**PROBLEM REQUIREMENTS**
From the listing, collect all lines containing the word "check".

<<<<

Issue #148, opened 2022-03-04
datastreams: funders dump


ppanero:
Process (read items) from ~~CrossRef FunderRef dump, available [here](https://www.crossref.org/services/funder-registry/) --> [Gitlab link to file](https://gitlab.com/crossref/open_funder_registry) (The CSV file might be easier to process, if we need simplified data, e.g. country - not always available)~~ the ROR dump (published [on Zenodo](https://zenodo.org/communities/ror-data)).

Some sub-tasks:

- [x] Piping readers implementation
- [x] `ZipReader`, to be able to read the ROR dump ZIP directly
- [x] `JSONReader` to allow splitting a JSON array into entries
- [x] `FunderTransformer` from the ROR dump to Funder service schema
  - Schema documented [at ROR docs](https://ror.readme.io/docs/ror-data-structure).
- Some logic can be reused from [Invenio OpenAIRE loaders](https://github.com/inveniosoftware/invenio-openaire/blob/master/invenio_openaire/loaders.py).
- Also, check out the old [Zenodo's CLI command](https://github.com/zenodo/zenodo/blob/b27daab5825f310739bc46ca49c9454f65b72ed0/zenodo/modules/fixtures/cli.py#L101). In InvenioRDM it should be done via datastreams (and for compatibility with the *old fixtures*).

PR #153, opened 2022-03-08
datastreams: funders readers and transformers

ctrl-alt-soneca:
requires https://github.com/inveniosoftware/invenio-vocabularies/pull/155
closes https://github.com/inveniosoftware/invenio-vocabularies/issues/148

Example imported from the dump:

```json
{
        "pid": "04j757h98",
        "name": "Victoria University",
        "created": "2022-03-21T16:11:03.049346+00:00",
        "id": "a73cad48-a30b-4cc7-b4aa-366a201a2029",
        "country": "AU",
        "title": {},
        "links": {
          "self": "https://127.0.0.1:5000/api/funders/04j757h98"
        },
        "updated": "2022-03-21T16:11:03.059741+00:00",
        "identifiers": [
          {
            "scheme": "isni",
            "identifier": "0000 0001 0396 9544"
          },
          {
            "scheme": "doi",
            "identifier": "10.13039/501100001784"
          },
          {
            "scheme": "grid",
            "identifier": "grid.1019.9"
          }
        ],
        "revision_id": 2
      }
```

Rebasing multiple PRs has created a bit of conflicts, should be solved once the required PRs are merged. Tests are passing in local:

Screenshot 2022-03-21 at 17 26 20

### DIFF
--- a/invenio_vocabularies/cli.py
+++ b/invenio_vocabularies/cli.py
@@ -18,6 +18,7 @@ from invenio_access.permissions import system_identity
 from invenio_pidstore.errors import PIDDeletedError, PIDDoesNotExistError
 from invenio_records_resources.proxies import current_service_registry
 
+from .contrib.funders.datastreams import DATASTREAM_CONFIG as funders_ds_config
 from .contrib.names.datastreams import DATASTREAM_CONFIG as names_ds_config
 from .datastreams import DataStreamFactory
 
@@ -30,7 +31,17 @@ def get_config_for_ds(vocabulary, filepath=None, origin=None):
             with open(filepath) as f:
                 config = yaml.safe_load(f).get(vocabulary)
         if origin:
-            config["reader"]["args"]["origin"] = origin
+            config["readers"][0]["args"]["origin"] = origin
+
+        return config
+
+    if vocabulary == "funders":
+        config = deepcopy(funders_ds_config)
+        if filepath:
+            with open(filepath) as f:
+                config = yaml.safe_load(f).get(vocabulary)
+        if origin:
+            config["readers"][0]["args"]["origin"] = origin
 
         return config
 
@@ -49,7 +60,7 @@ def vocabularies():
 def _process_vocab(config, num_samples=None):
     """Import a vocabulary."""
     ds = DataStreamFactory.create(
-        reader_config=config["reader"],
+        readers_config=config["readers"],
         transformers_config=config.get("transformers"),
         writers_config=config["writers"],
     )
--- a/invenio_vocabularies/config.py
+++ b/invenio_vocabularies/config.py
@@ -12,7 +12,8 @@
 import idutils
 from flask_babelex import lazy_gettext as _
 
-from .datastreams.readers import TarReader, YamlReader
+from .datastreams.readers import CSVReader, JsonReader, TarReader, \
+    YamlReader, ZipReader
 from .datastreams.transformers import XMLTransformer
 from .datastreams.writers import ServiceWriter, YamlWriter
 from .resources.resource import VocabulariesResourceConfig
@@ -51,8 +52,16 @@ VOCABULARIES_AFFILIATION_SCHEMES = {
 
 VOCABULARIES_FUNDER_SCHEMES = {
     **VOCABULARIES_IDENTIFIER_SCHEMES,
+    "doi": {
+        "label": _("DOI"),
+        "validator": idutils.is_doi
+    },
 }
 """Funders allowed identifier schemes."""
+
+VOCABULARIES_FUNDER_DOI_PREFIX = "10.13039"
+"""DOI prefix for the identifier formed with the FundRef id."""
+
 
 VOCABULARIES_NAMES_SCHEMES = {
     "orcid": {
@@ -74,8 +83,11 @@ VOCABULARIES_NAMES_SCHEMES = {
 """Names allowed identifier schemes."""
 
 VOCABULARIES_DATASTREAM_READERS = {
+    "csv": CSVReader,
+    "json": JsonReader,
     "tar": TarReader,
     "yaml": YamlReader,
+    "zip": ZipReader,
 }
 """Data Streams readers."""
 
--- a/invenio_vocabularies/contrib/funders/datastreams.py
+++ b/invenio_vocabularies/contrib/funders/datastreams.py
@@ -1,0 +1,111 @@
+# -*- coding: utf-8 -*-
+#
+# Copyright (C) 2022 CERN.
+#
+# Invenio-Vocabularies is free software; you can redistribute it and/or
+# modify it under the terms of the MIT License; see LICENSE file for more
+# details.
+
+"""Funders datastreams, transformers, writers and readers."""
+
+from flask_babelex import lazy_gettext as _
+from idutils import normalize_ror
+from invenio_access.permissions import system_identity
+
+from ...datastreams.errors import TransformerError
+from ...datastreams.transformers import BaseTransformer
+from ...datastreams.writers import ServiceWriter
+from .config import funder_fundref_doi_prefix, funder_schemes
+
+
+class FundersServiceWriter(ServiceWriter):
+    """Funders service writer."""
+
+    def _entry_id(self, entry):
+        """Get the id from an entry."""
+        return entry["pid"]
+
+
+class RORTransformer(BaseTransformer):
+    """Transforms a JSON ROR record into a funders record."""
+
+    def apply(self, stream_entry, **kwargs):
+        """Applies the transformation to the stream entry."""
+        record = stream_entry.entry
+        funder = {}
+
+        funder["pid"] = normalize_ror(record.get("id"))
+        if not funder["pid"]:
+            raise TransformerError(
+                _(f"Id not found in ROR entry."))
+
+        funder["name"] = record.get("name")
+        if not funder["name"]:
+            raise TransformerError(_(f"Name not found in ROR entry."))
+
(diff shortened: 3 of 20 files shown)


invenio_vocabularies/cli.py
```diff
@@ -30,7 +31,17 @@ def get_config_for_ds(vocabulary, filepath=None, origin=None):
             with open(filepath) as f:
                 config = yaml.safe_load(f).get(vocabulary)
         if origin:
-            config["reader"]["args"]["origin"] = origin
+            config["readers"][0]["args"]["origin"] = origin
+
+        return config
+
+    if vocabulary == "funders":
```
ppanero, line 38: action: create an issue for the creation of a "factory" and remove the above `FIXME`

invenio_vocabularies/config.py
```diff
@@ -77,5 +78,6 @@
 VOCABULARIES_DATASTREAM_WRITERS = {
     "service": ServiceWriter,
     "yaml": YamlWriter,
+    "csv": PrintWriter,
```
ppanero, line 81:
```suggestion
    "print": PrintWriter,
```

invenio_vocabularies/contrib/funders/datastreams.py
```diff
@@ -0,0 +1,28 @@
...
+        {
+            "type": "csv",
+            "args": {
+                "csv_options": None,
+                "as_dict": True,
+                "mode": 'r',
+            }
+        }
+    ],
+    # FIXME: add transformers and writers
```
ppanero, line 23: action: fix config (can be done once transformers are implemented)

invenio_vocabularies/datastreams/datastreams.py
```diff
@@ -24,14 +24,14 @@ def __init__(self, entry, errors=None):
 class DataStream:
     """Data stream."""
 
-    def __init__(self, reader, writers, transformers=None, *args, **kwargs):
+    def __init__(self, readers, writers, transformers=None, *args, **kwargs):
         """Constructor.
 
         :param reader: the reader object.
```
ppanero, line 30:
```suggestion
        :param readers: an ordered list of readers.
```

invenio_vocabularies/datastreams/datastreams.py
```diff
@@ -57,6 +57,39 @@ def process(self, *args, **kwargs):
             else:
                 yield self.write(transformed_entry)
 
+    def _original_compose(self, *funcs):
```
ppanero, line 60: minor: remove if unused

invenio_vocabularies/datastreams/factories.py
```diff
@@ -68,10 +68,14 @@ class DataStreamFactory:
 
     @classmethod
     def create(
-        cls, reader_config, writers_config, transformers_config=None, **kwargs
+        cls, readers_config, writers_config, transformers_config=None, **kwargs
     ):
         """Creates a data stream based on the config."""
-        reader = ReaderFactory.create(reader_config)
+        # reader = ReaderFactory.create(reader_config)
```
ppanero, line 74:
```suggestion
```

invenio_vocabularies/datastreams/readers.py
```diff
@@ -87,4 +90,58 @@ def read(self):
...
+                if not member.is_dir() and match:
+                    yield archive.open(member)
+
+
+class JsonReader(BaseReader):
+    """JSON object reader."""
+
+    def read(self, item=None, **kwargs):
+        """Reads (loads) a json object and yields its items."""
+        entries = json.load(item)
```
ppanero, line 121: To be consistent with other readers
```suggestion
        filepath = item or self._origin
        entries = json.load(filepath)
```

invenio_vocabularies/datastreams/writers.py
```diff
@@ -108,3 +108,16 @@ def write(self, stream_entry, *args, **kwargs):
             yaml.safe_dump([stream_entry.entry], file)
 
         return stream_entry
+
+
+class PrintWriter(BaseWriter):
```
ppanero, line 113: major: was this added for testing resons? If yes, I think we should remove it (also from the config above). Otherwise, it should print on the console (currently saving to a yaml file 🤔). This brings me to:

If we are going to print, wouldnt it be better to implement a logging write that is flexible enough? (there was an issue about it but I cant find it).

My take: remove `PrintWriter` seems only used for tests/ad-hoc.

invenio_vocabularies/cli.py
ppanero: https://github.com/inveniosoftware/invenio-vocabularies/issues/164

invenio_vocabularies/datastreams/datastreams.py
ppanero: removed

invenio_vocabularies/datastreams/readers.py
ppanero: Fixed

invenio_vocabularies/datastreams/datastreams.py
mitsosf: Fixed

invenio_vocabularies/datastreams/factories.py
mitsosf: Fixed

invenio_vocabularies/datastreams/writers.py
ppanero: removed

invenio_vocabularies/datastreams/readers.py
```diff
@@ -87,4 +96,61 @@ def read(self):
...
+                if not member.is_dir() and match:
+                    yield archive.open(member)
+
+
+class JsonReader(BaseReader):
+    """JSON object reader."""
+
+    def read(self, item=None, **kwargs):
+        """Reads (loads) a json object and yields its items."""
+        file = item if item else open(self._origin, mode='r')
```
slint, line 127: Is there a way maybe to use a `with ...` clause here (just to avoid the "manual" `file.close()` at the end). Also maybe we make a convention so that it's the responsibility of the previous reader to handle the open/close?

invenio_vocabularies/datastreams/datastreams.py
```diff
@@ -57,6 +57,30 @@ def process(self, *args, **kwargs):
...
+            current_gen_func = _gen_funcs.pop(0)
+            for item in current_gen_func(piped_item):
+                try:
+                    # exhaust iterations of subsequent generators
+                    if _gen_funcs:
+                        yield from pipe_gen(_gen_funcs, piped_item=item)
+                    # there is no subsequent generator, return the current item
+                    else:
+                        yield StreamEntry(item)
+                except ReaderError as err:
```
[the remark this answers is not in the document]
ppanero: it is "yielding" an entry which contains an error. So **all** should be processed, then it is up to the `datastream.process()` to handle that. i.e. [here](https://github.com/inveniosoftware/invenio-vocabularies/pull/153/files/1881e93b892692b2268e3e9663373014f1f834db..7f26518d7126346dd113eb447d681908d7bdce83#diff-4757dd09a819e8a8ed000c77053d4e6f7c6bf20f7448e82729904c2b3419277dR50) where I see we are not doing it 😅. Will fix and add a test for it ;)

invenio_vocabularies/datastreams/readers.py
```diff
@@ -87,4 +96,61 @@ def read(self):
...
+        entries = json.load(file)
+        for entry in entries:
```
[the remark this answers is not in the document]
ppanero: we thought we were assuming always array, but if it's not the case then yes we need to check type.

invenio_vocabularies/datastreams/readers.py
ppanero: there is but it would duplicate the inner code, will try to refactor.

ppanero: The base class implements now with the `with` ctx manager the opening of the file if it's not being piped through item. Some readers like Zip and Tar have to overwrite this.

invenio_vocabularies/datastreams/readers.py
```diff
@@ -8,41 +8,54 @@
...
         self._origin = origin
+        self._mode = mode
 
     @abstractmethod
-    def read(self, *args, **kwargs):
-        """Reads the content from the origin.
-
-        Yields `StreamEntry` objects.
-        """
+    def _read(self, fp, *args, **kwargs):
```
ppanero, line 38: or `iterate`? i.e. `read` opens/reads but this function is the one actually looping... 🤔

invenio_vocabularies/datastreams/readers.py
```diff
@@ -76,15 +95,87 @@ def __init__(
         self.content_type = content_type
         super().__init__(origin, *args, **kwargs)
 
-    def read(self):
-        """Reads a yaml file and returns a dictionary per element."""
+    def _read(self, fp, *args, **kwargs):
```
slint, line 98: The `fp` variable name loses a bit of its meaning here. In that case, maybe dropping it an using something like `url` is better (since we're overriding `read` as well),

invenio_vocabularies/datastreams/readers.py
slint: Agree, any of the below would be possible:

-  `_iter`
- `_iterate`
- `iter`

I somewhat dislike that this starts looking very much like a Python iterator class... Though our use-case does differ because we do the piping etc.

ppanero: done, choose `_iter`. Because it is an iterator + its internal, should not be called from outside `read`.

>>>>

**OUTPUT OF THE EXERCISE**
- Also, check out the old [Zenodo's CLI command](https://github.com/zenodo/zenodo/blob/b27daab5825f310739bc46ca49c9454f65b72ed0/zenodo/modules/fixtures/cli.py#L101). In InvenioRDM it should be done via datastreams (and for compatibility with the *old fixtures*).
ppanero: we thought we were assuming always array, but if it's not the case then yes we need to check type.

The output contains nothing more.